Guarde las imágenes en ocho bits como archivo TIF. Del mismo modo, cree la pila solo para aceptor, luego cree una pila combinada de donante y aceptante. A continuación, utilice el complemento PixFRET para generar imágenes de la eficiencia SE-FRET.
Abra las pilas creadas y genere las imágenes FRET corregidas después de restar el sangrado espectral. Presente la imagen como imagen pseudocolor. Para analizar los datos de AB-FRET, calcule el porcentaje de AB-FRET como el porcentaje de aumento en la emisión de GFP después del fotoblanqueo de mRFP utilizando esta fórmula.
La interacción proteína-proteína específica de la histona desubiquitinasa OTLD1 con un factor de transcripción LSH10 fue estudiada por SE-FRET. Los núcleos celulares se registraron simultáneamente en tres canales, y se generó una escala de pseudocolor para representar la eficiencia SE-FRET. La transición del azul al rojo corresponde a un aumento en la eficiencia FRET y la proximidad proteína-proteína.

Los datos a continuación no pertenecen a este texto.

PR #949, opened 2026-03-26
Speed up landice.mesh.preprocess_ais_data extrapolation

trhille:
Speed up extrapolation step in landice.mesh.preprocess_ais_data by replacing `scipy.interpolate.NearestNDInterpolator` with smarter algorithm using `scipy.ndimage.distance_transform_edt`.

Checklist

### DIFF
--- a/compass/landice/tests/antarctica/mesh.py
+++ b/compass/landice/tests/antarctica/mesh.py
@@ -46,8 +46,8 @@ class Mesh(Step):
         self.add_output_file(
             filename=f'{self.mesh_filename[:-3]}_ismip6_regionMasks.nc')
         self.add_input_file(
-            filename='antarctica_1km_2024_01_29.nc',
-            target='antarctica_1km_2024_01_29.nc',
+            filename='antarctica_8km_2024_01_29.nc',
+            target='antarctica_8km_2024_01_29.nc',
             database='')
 
     # no setup() method is needed
@@ -70,7 +70,7 @@ class Mesh(Step):
         section_name = 'mesh'
 
         # TODO: do we want to add this to the config file?
-        source_gridded_dataset = 'antarctica_1km_2024_01_29.nc'
+        source_gridded_dataset = 'antarctica_8km_2024_01_29.nc'
 
         if bedmachine_dataset is not None:
             bm_updated_gridded_dataset = (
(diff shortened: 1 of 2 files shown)


trhille:
I've confirmed that AIS 8–30km meshes look visually identical with these changes. Maximum differences are mostly minuscule:
```
thickness: 4.547473508864641e-13
bedTopography: 4.547473508864641e-13
iceMask: 8.881784197001252e-16
basalHeatFlux: 0.03157263926767409
observedSurfaceVelocityX: 3.3881317890172014e-21
observedSurfaceVelocityY: 1.3552527156068805e-20
observedSurfaceVelocityUncertainty: 1.0587911840678754e-22
observedThicknessTendency: 8.97833206677805e-08
thicknessUncertainty: 1.1368683772161603e-13
```
However, the maximum differences for basalHeatFlux and observedThicknessTendency are relatively much larger than for other fields. Differences appear to be along seams in the extrapolation, so I don't think this is an issue.

image
image

Left panel in each screenshot is the field on the mesh created using `main`; right panel is the absolute value of the difference between the two meshes.

compass/landice/tests/antarctica/mesh.py
```diff
@@ -46,8 +46,8 @@ def __init__(self, test_case):
         self.add_output_file(
             filename=f'{self.mesh_filename[:-3]}_ismip6_regionMasks.nc')
         self.add_input_file(
-            filename='antarctica_1km_2024_01_29.nc',
```
matthewhoffman, line 49: Did you mean to switch to a coarser dataset?  Is that accounting for any of the speedup you reported?

trhille: Yes, this was intentional, and no I don't think it accounts for the speedup I reported. This was inadvertently switched from 8km to 1km in this recent commit: https://github.com/MPAS-Dev/compass/commit/0b5223893559a321c2fe49a6a0236d86fe3c4785#diff-992c4799a18d79fe0e3d55859f4b5f326104e5af5e6b8a5b0459848aa90a84ca (and was missed because there were far too many changes in that PR). This just resets to the original 8km data set, but I have been careful to be consistent in which resolution I use between `main` and this branch.

trhille: In my most recent testing, in which I definitely used the 8km source dataset, I get `All nearest-fill preprocessing completed in 0.288 seconds` for this branch and `All interpolations completed in 11.316709512029774 seconds.` on `main`. So still a ~2 order of magnitude speedup when using a coarse data set, but not so impactful when just cutting of 11 seconds instead of 4100 seconds :).

matthewhoffman (approved):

La intensidad de SE-FRET después de la coexpresión de LSH10 y OTLD1 fue comparable a la observada para el control positivo mRFP-GFP. No se observó SE-FRET en controles negativos como la coexpresión de OTLD1, mRFP y LSH4-GFP, o mRFP libre y LSH10-GFP. Las imágenes AB-FRET mostraron que la coexpresión de LSH10-GFP y OTLD1-mRFP resultó en un aumento de la fluorescencia del donante de GFP después de que el aceptor de RFP fue fotoblanqueado.
Se observó un aumento similar en la fluorescencia del donante en el control positivo, pero no en los controles negativos cuando se inactivó la fluorescencia aceptora. El análisis cuantitativo de los datos de AB-FRET demostró un aumento estadísticamente significativo en la fluorescencia del donante después de coexpresar LSH10 y OTLD1. El control positivo produjo un porcentaje de AB-FRET de aproximadamente el 30%, mientras que los controles negativos no produjeron ninguno.
SE-FRET y AB-FRET mostraron una señal en el núcleo celular consistente con la localización subcelular de los complejos enzimáticos modificadores de histonas del factor de transcripción, así como la naturaleza nucleocitoplasmática de las proteínas GFP-MRFP. Lo más importante que debe recordar antes de seguir el protocolo es probar en el par expreso aceptor de donante correcto dependiendo del modelo de nanoscopía confocal. Después de ejecutar y hacer nuestra iteración, solo hay de 24 a 36 horas para recibir los resultados.
Después de ver este video, uno debe tener una buena comprensión de cómo usar la técnica FRET para estudiar la interacción proteína-proteína.